Pensione a 74 anni, il possibile futuro dei giovani italiani

Secondo una ricerca condotta dal Consiglio Nazionale dei Giovani in collaborazione con Eures, se non si interverrà, i giovani italiani andranno in pensione a quasi 74 anni

Redazione
Pensione a 74 anni, il possibile futuro dei giovani italiani

Pensione a 74 anni, il possibile futuro dei giovani italiani. Secondo una ricerca condotta dal Consiglio Nazionale dei Giovani in collaborazione con Eures, se non si interverrà, i giovani italiani andranno in pensione a quasi 74 anni, con assegni mensili inferiori a 1.600 euro lordi.
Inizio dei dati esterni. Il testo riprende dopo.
PR #484, opened 2015-11-16
added list of value sets used by the measure at the end of the measur…

edeyoung:
…e page

### DIFF
--- a/app/assets/javascripts/helpers.js.coffee
+++ b/app/assets/javascripts/helpers.js.coffee
@@ -24,9 +24,9 @@ Handlebars.registerHelper 'ifPortfolio', (options) ->
 
 Handlebars.registerHelper 'ifCond', (v1, operator, v2, options) ->
   switch operator
-    when '==' 
+    when '=='
       if (v1 == v2) then options.fn(this) else options.inverse(this)
-    when '!=' 
+    when '!='
       if (v1 != v2) then options.fn(this) else options.inverse(this)
     when '<'
       if (v1 < v2) then options.fn(this) else options.inverse(this)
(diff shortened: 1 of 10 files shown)


thecristen:
Hey, this is cool!

Visually, it doesn't feel very comfortable to scan - I think we can alleviate that by sorting the list first (sorting by description, so that all the Encounter, Performed and such end up together), and maybe lining up the titles?

Also it doesn't seem to handle negations well - for example I get the following on CMS135:

```
"Medication, Order: ACE Inhibitor or ARB Ingredient" using "ACE Inhibitor or ARB Ingredient (2.16.840.1.113883.3.526.3.1489)"
"Medication, Order not done: ACE Inhibitor or ARB Ingredient" using "Medical Reason (2.16.840.1.113883.3.526.3.1489)"
"Medication, Order not done: ACE Inhibitor or ARB Ingredient" using "Patient Reason (2.16.840.1.113883.3.526.3.1489)"
"Medication, Order not done: ACE Inhibitor or ARB Ingredient" using "System Reason (2.16.840.1.113883.3.526.3.1489)"
```

All the same OID, not really informative or clear.. might be better off to just filter out negations.

edeyoung:
Thanks for the comments! I'll make those adjustments and try a few things with alignments.

thecristen:
I was playing around with it and got something more like the following: 
image

If you like it feel free to cherry-pick it off `value_set_list_sorted` [(relevant commit)](https://github.com/projecttacoma/bonnie/commit/63ef97d7409ef5d3bf336e0c463b7d533fe57a75) :)

pkmitre:
Since this is really tabular data, how about a table?

screen shot 2015-11-30 at 4 08 05 pm

I haven't figured out exactly what would happen when clicking on a row...

pkmitre:
Also, I prefer the OIDs to be left justified, they often have common prefixes and that's easier to parse out if they are left aligned.

edeyoung:
regarding the table view, yeah, that was the issue I was running into. I like having the expand view vs a pop up or something (which maybe we'd need to do if we did the table view). With the expand view, a person could have multiple lists expanded. I feel like this could be useful.

pkmitre:
I like how the table view looks (I find it easier to read), but we could certainly style a non-table approach to look like the table, and still have something reasonable happen with expanding lists so that we can get the view-multiple-at-a-time feature (which I agree is useful).

PR #488, opened 2015-11-20
Ignores specific variables in measure view

elehner:
Only uses the base variable for the measure view. The front-end portion of the solution to the problem described here:
https://jira.oncprojectracking.org/browse/BONNIE-70


pkmitre:
Probably easiest to just cherry pick this commit over into that branch, and I'll just look at both.

elehner:
Was cherry-picked on top of reg_occ_coloring

PR #490, opened 2015-11-25
Any type of union will now be considered like an 'or'

edeyoung:
Before, only criteria with `UNION` as the operator and with `UNION` included in the name would be added to the `orCounts` structure. There are instances where criteria have `UNION` as the operator, but the name includes `union` or `GROUP`. These will now also be included in the `orCounts` structure.


edeyoung:
This pull request is not yet ready. It causes unexpected changes.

Questa prospettiva è motivo di grande preoccupazione per le nuove generazioni, che vedono sempre più lontano il momento del meritato riposo

Le proiezioni sul valore delle pensioni

Secondo le proiezioni elaborate, i lavoratori dipendenti italiani che hanno attualmente meno di 35 anni potrebbero ritirarsi dal lavoro a quasi 74 anni, nel 2057.
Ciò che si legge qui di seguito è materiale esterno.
PR #492, opened 2015-12-04
handled bug expressed in the demo version of the database with patien…

edeyoung:
…ts in CMS128v2. for some reason, there was a data criteria that was not present in the rationale. added code to handle this gracefully. still need to figure out why this is the case.

### DIFF
--- a/app/assets/javascripts/models/result.js.coffee
+++ b/app/assets/javascripts/models/result.js.coffee
@@ -87,6 +87,13 @@ class Thorax.Models.Result extends Thorax.Model
 
     for criterion in criteria
       criterionRationale = rationale[criterion]
+
+      # handle the case where the rationale does not contain a criteria
+      if !criterionRationale?
+        if console?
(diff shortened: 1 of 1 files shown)


app/assets/javascripts/models/result.js.coffee
```diff
@@ -87,6 +87,13 @@ class Thorax.Models.Result extends Thorax.Model
 
     for criterion in criteria
       criterionRationale = rationale[criterion]
+
+      # handle the case where the rationale does not contain a criteria
+      if !criterionRationale?
+        if console?
+          console.log('WARNING: data criteria ' + criterion + ' is not contained in the rationale')
```
pkmitre: A coffeescripty way to use the existential operator (?), as well as coffeescript string substitution, would be to replace

```
if console?
  console.log('WARNING: data criteria ' + criterion + ' is not contained in the rationale')
```

with

```
console?.log("WARNING: data criteria #{criterion} is not contained in the rationale")
```

PR #493, opened 2015-12-07
in the patient editor, only one result can be added. 

edeyoung:
makes it so the view for adding more results goes away when a result is present. this does not take into account the data criteria type. it is possible we will need to revisit this and make specific to data criteria types.

### DIFF
--- a/app/assets/javascripts/views/patient_builder/data_criteria.js.coffee
+++ b/app/assets/javascripts/views/patient_builder/data_criteria.js.coffee
@@ -2,6 +2,7 @@
 class Thorax.Views.BuilderChildView extends Thorax.Views.BonnieView
   events:
     ready: -> @patientBuilder().registerChild this
+    
   patientBuilder: ->
     parent = @parent
     until parent instanceof Thorax.Views.PatientBuilder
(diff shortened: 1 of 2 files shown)


pkmitre:
This approach isn't particularly thoraxy. Specifically, directly manipulating the DOM state should be avoided when possible. Another approach would be to provide the display-it-or-not state as part of the context, and just have the view rendering use that to determine whether to show that the control.

app/assets/javascripts/views/patient_builder/data_criteria.js.coffee
```diff
@@ -182,6 +183,8 @@ class Thorax.Views.EditCriteriaView extends Thorax.Views.BuilderChildView
     e.preventDefault()
     $(e.target).model().destroy()
     @triggerMaterialize()
+    @editValueView.render()
+    @editValueView.populate()
```
pkmitre: I don't think we need the call to populate() with the approach using hide in the HTML (though I think we do need render() right?)

edeyoung: yes and yes. removed populate(). still need render().

PR #494, opened 2015-12-08
Allows users to add custom codes to a data criteria.

edeyoung:
image
image
image

### DIFF
--- a/app/assets/javascripts/views/patient_builder/data_criteria.js.coffee
+++ b/app/assets/javascripts/views/patient_builder/data_criteria.js.coffee
@@ -197,13 +197,19 @@ class Thorax.Views.EditCriteriaView extends Thorax.Views.BuilderChildView
 class Thorax.Views.CodeSelectionView extends Thorax.Views.BuilderChildView
   template: JST['patient_builder/edit_codes']
   events:
-    'change select':           'validateForAddition'
-    'change .codeset-control': 'changeConcepts'
+    'change select[name=codeset]': (e) ->
+      @model.set codeset: $(e.target).val()
+      @changeConcepts(e)
+      @validateForAddition()
+    'change select[name=code]' : ->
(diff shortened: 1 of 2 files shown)


app/assets/javascripts/views/patient_builder/data_criteria.js.coffee
```diff
@@ -195,12 +195,19 @@ class Thorax.Views.EditCriteriaView extends Thorax.Views.BuilderChildView
...
+      @validateForAddition()
+    'change select[name=code]' : ->
+      @validateForAddition()
+    'keyup input[name=custom_code]': 'validateForAddition'
+    'keyup input[name=custom_codeset]': 'validateForAddition'
     rendered: ->
       @$('select.codeset-control').selectBoxIt('native': true)
 
   initialize: ->
+    @custom_key = 'custom'
```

In questo scenario, l’importo dell’assegno pensionistico ammonta a 1.577 euro lordi mensili, corrispondenti a 1.099 euro netti al netto dell’Irpef. Questo valore rappresenta 3,1 volte l’importo dell’assegno sociale.

I lavoratori in partita IVA

Le proiezioni sul valore delle pensioni dimostrano che anche i lavoratori in partita IVA, se non si interverrà, dovranno fare i conti con una pensione al di sotto delle aspettative.

Per i lavoratori in partita IVA, l’importo dell’assegno pensionistico sarebbe di 1.650 euro lordi mensili, corrispondenti a 1.128 euro netti al netto dell’Irpef. In entrambi i casi, si tratta di importi che potrebbero risultare insufficienti per garantire una pensione dignitosa.

Gli effetti della precarizzazione

La precarizzazione e la discontinuità lavorativa, associate a retribuzioni basse e mancanza di garanzie sociali, colpiscono in particolare i giovani e le donne. Questi fattori rendono più difficile il percorso di ingresso nel mercato del lavoro, la stabilità contrattuale e i livelli retributivi.

L’analisi condotta dal Consiglio Nazionale dei Giovani evidenzia la grave distorsione del sistema pensionistico attuale, che proietta nel tempo le disuguaglianze reddituali e rinuncia a qualsiasi dimensione redistributiva.

Inoltre, il sistema attuale risulta punitivo verso i lavoratori con redditi più bassi, che sono costretti a permanere nel mercato del lavoro per un periodo più lungo rispetto ai loro coetanei con redditi più alti.

Il passaggio al sistema contributivo puro

La questione demografica rappresenta un ulteriore fattore che mette a rischio la sostenibilità del sistema pensionistico italiano. Il passaggio al sistema contributivo puro, che prevede che la pensione sia calcolata in base ai contributi versati durante la vita lavorativa, comporta il rischio di pensioni meno generose rispetto alle generazioni precedenti.

L’analisi di Eures evidenzia che la combinazione di discontinuità lavorativa e retribuzioni basse per i lavoratori under 35 determinerà un ritiro dal lavoro solo per vecchiaia, con importi pensionistici prossimi all’assegno sociale.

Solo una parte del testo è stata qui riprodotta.